Yaşar Üniversitesi Hukuk Fakültesi tarafından gerçekleştirilen 8.yılında Yeni Ceza Adalet Sistemi Sempozyumu'da kadın hakları ihlalleri çarpıcı konu başlıkları ile ele alındı. Konusunda uzman pek çok akademisyeni buluşturan sempozyumda Türkiye'de sıklıkla yaşanan zorla evlendirme, kadına şiddet, ayrımcılık, cinsel suçlar ve güvenlik tedbiri olarak kısırlaştırma tartışıldı.

MODERN KÖLELİĞE HAYIR
Sempozyumda zorla evlendirmenin ayrı bir suç tipi olarak düzenlenmesi gerektiğini savunan Yaşar Üniversitesi Hukuk Fakültesi Dekanı Prof. Dr. Mustafa Ruhan Erdem, "Birleşmiş Milletler zorla evlendirmeyi 'bir tür modern kölelik' olarak nitelendirmektedir. Avrupa Birliği 2002 ve 2006 yılları arasında zorla evlendirmeyi önlemek amacıyla 11 yönerge çıkarmıştır. Ülkemizde de zorla evlendirmeyi cezayı gerektiren bir haksızlık olarak nitelendirmek ve ayrı bir suç tipi olarak düzenlemek zorunludur. Yani zorla evlendirme bir netice suçu olarak değil, kesintisiz suç olarak düzenlenmelidir. Bunun için de bir kişiyi sadece evlenmeye zorlamak değil, evliliği devam ettirmeye zorlamak da suç haline getirilmelidir" dedi.

SINIRLI HADIM
Halk arasında 'hadım etme' olarak bilinen ve 2011 yılında kanun teklifi olarak da Türkiye Büyük Millet Meclisi'ne sunulan hadım(kimyasal kastrasyon) konusuna dikkat çeken Marmara Üniversitesi Hukuk Fakültesi Öğretim Üyesi Doç. Dr. Caner Yenidünya uygulamanın İsveç, Finlandiya, Danimarka, Çek Cumhuriyeti ve Almanya gibi ülkelerde geçerli olduğunu hatırlattı. Yenidünya, "Ülkemizdeki mevcut yasal düzenlemeleri ve dünyadaki örnekleri dikkate aldığımızda; işlenen cinsel suçun, tıp biliminin verilerine göre kişideki psikolojik yahut biyolojik bir rahatsızlıktan meydana geldiğinin ortaya konulması gerekmektedir.
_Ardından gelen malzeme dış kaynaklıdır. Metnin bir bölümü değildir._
PR #1092, opened 2022-05-30
Remove bottle_disabled?

MikeMcQuaid:
This will be removed in https://github.com/Homebrew/brew/pull/13347.


lib/bundle/brew_dumper.rb
```diff
@@ -149,8 +149,7 @@ def formula_to_hash(formula)
 
       runtime_dependencies ||= formula.runtime_dependencies.map(&:name)
 
-      bottled_or_disabled = formula.bottle_disabled?
-      bottled_or_disabled ||= if formula.bottle_defined?
+      bottled_or_disabled = if formula.bottle_defined?
```
jacobbednarz, line 152: nitpick: worth renaming this method to be what it is used for now?

jacobbednarz (approved):
👍 with a non-blocking comment

PR #1101, opened 2022-07-04
Instruct user that cleanup without --force takes no action

colindean:
#1099 surfaced a UX improvement that directly tells the user what's going on and what action to take since the default is safety-on.

### DIFF
--- a/lib/bundle/commands/cleanup.rb
+++ b/lib/bundle/commands/cleanup.rb
@@ -38,6 +38,8 @@ module Bundle
           cleanup = system_output_no_stderr(HOMEBREW_BREW_FILE, "cleanup")
           puts cleanup unless cleanup.empty?
         else
+          puts "Listing actions for cleanup, but not taking action..."
+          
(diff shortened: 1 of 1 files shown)


jacobbednarz (approved):

MikeMcQuaid (approved):
Thanks @colindean!

lib/bundle/commands/cleanup.rb
```diff
@@ -59,7 +59,9 @@ def run(global: false, file: nil, force: false, zap: false)
             puts cleanup
           end
 
-          puts "Run `brew bundle cleanup --force` to make these changes."
+          if [casks.any?, formulae.any?, taps.any?, !cleanup.empty?].any?
```
MikeMcQuaid, line 62:
```suggestion
          if casks.any? || formulae.any? || taps.any? || cleanup.any?
```

MikeMcQuaid:
Thanks @colindean!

Bu rahatsızlığın etkilerinin zayıflatılabilmesi için mutlaka kimyasal kastrasyonun gerekli görülmesi halinde ise belirli bir yaşın üzerindeki kişilere, rızalarına dayalı bir denetimli serbestlik tedbiri olarak kimyasal kastrasyon(hadım) tatbik edilebilir. Buna karşılık cerrahi kastrasyon, bireyin vücuduna geri dönülmez bir biçimde müdahale içerdiği için, bir suçun karşılığında ceza yahut güvenlik tedbiri olarak tatbik edilemez"diye konuştu.

YILDA 62 BİN KÜRTAJ
Ülkemizde son dönemlerde tartışmalara neden olan kürtajın tarihsel süreci hakkında bilgi veren İstanbul Kültür Üniversitesi Hukuk Fakültesi Öğretim Üyesi Yrd. Doç. Dr.Özge Sırma ise dünyadan ve Türkiye'den çarpıcı rakamlar sundu. Sırma, "Dünya Sağlık Örgütü'nün açıkladığı tahmini verilere göre dünyada her yıl uygulanan 46 milyon rızaya dayanan gebeliği sonlandırılması işleminin neredeyse yarısı güvenli olmayan koşullarda gerçekleştirilmekte ve yaklaşık 80 bin kadın bu koşullar nedeniyle yaşamını yitirmektedir. Söz konusu ölümlerin tamamına yakınının yasal olarak gebeliğin kesilmesine izin verilmeyen ülkelerde gerçekleştiği bilinmektedir. Türkiye'de ise 2009 ve 2011 yılları arasında gerçekleşen yasal rahim tahliyesi müdahalesi yani kürtaj sayısı yıllık ortalama 62 bin 500'dür" şeklinde bilgi verdi.

YENİ YASA DAHA ÇAĞDAŞ
Türk Ceza Kanunu'nda (TCK) düzenlenen çocuk düşürtme ve düşürme suçlarıyla insan hayatının korunmak istendiğini ifade eden Sırma, "Eski TCK'de çocuk düşürtme fiilinin kendisinin veya akrabasının şeref ve namusunu kurtarmak için işlenmesi halinde cezai indirimi düzenleyen maddenin yeni TCK'de yer almaması yeni yasanın eskisine oranla çok daha çağdaş olduğunu göstermektedir. TCK'da düzenlenen çocuk düşürtme ve düşürme suçlarıyla insan hayatı korunmak istemektedir. Burada öncelikli olarak ceninin yaşamı ikincil olarak da annenin yaşamının korunması amaçlanmıştır" dedi.

KİMYASAL KASTRASYON(HADIM) NEDİR?
Kimyasal kastrasyon, kişinin tıbbi ilaçlarla testestoron hormonu salgılamasının azaltılmasını ve bu yolla cinsel isteğin ortadan kaldırılmasını ifade etmektedir. Kişiye cerrahi bir müdahale söz konusu değildir.

SEMPOZYUMDA ELE ALINAN BAZI İLGİNÇ KONU BAŞLIKLARI DA ŞÖYLE:

6 ÇOCUK DOĞURANA MADALYA VERİLMİŞ
Cumhuriyet'in kuruluşundan 1965 yılına dek geçen sürede rıza ile gebeliğin sonlandırılmasının yanında doğum kontrolünü sağlayan ilaç ve araçların satılması, kullanılması ve gebeliğin önlenmesine ilişkin eğitim verilmesi de yasaklandı. Ayrıca 6'dan fazla çocuk sahibi olan kadınlara madalya ve ikramiye verilmesine kadar pek çok yöntemle dönemin nüfus politikası desteklendi. Yine bu dönemde kürtaj dışında doğum kontrol yöntemleri konusunda propaganda yapmak da eski Ceza Kanunu tarafından engellenmekteydi. Ancak1983 yılında yürürlüğe giren 2827 sayılı Nüfus Planlaması Hakkında Kanun ile belirli koşullarda gerçekleştirilen rızaya dayalı rahim tahliyesini gerçekleştirmek yasak olmaktan çıkartıldı.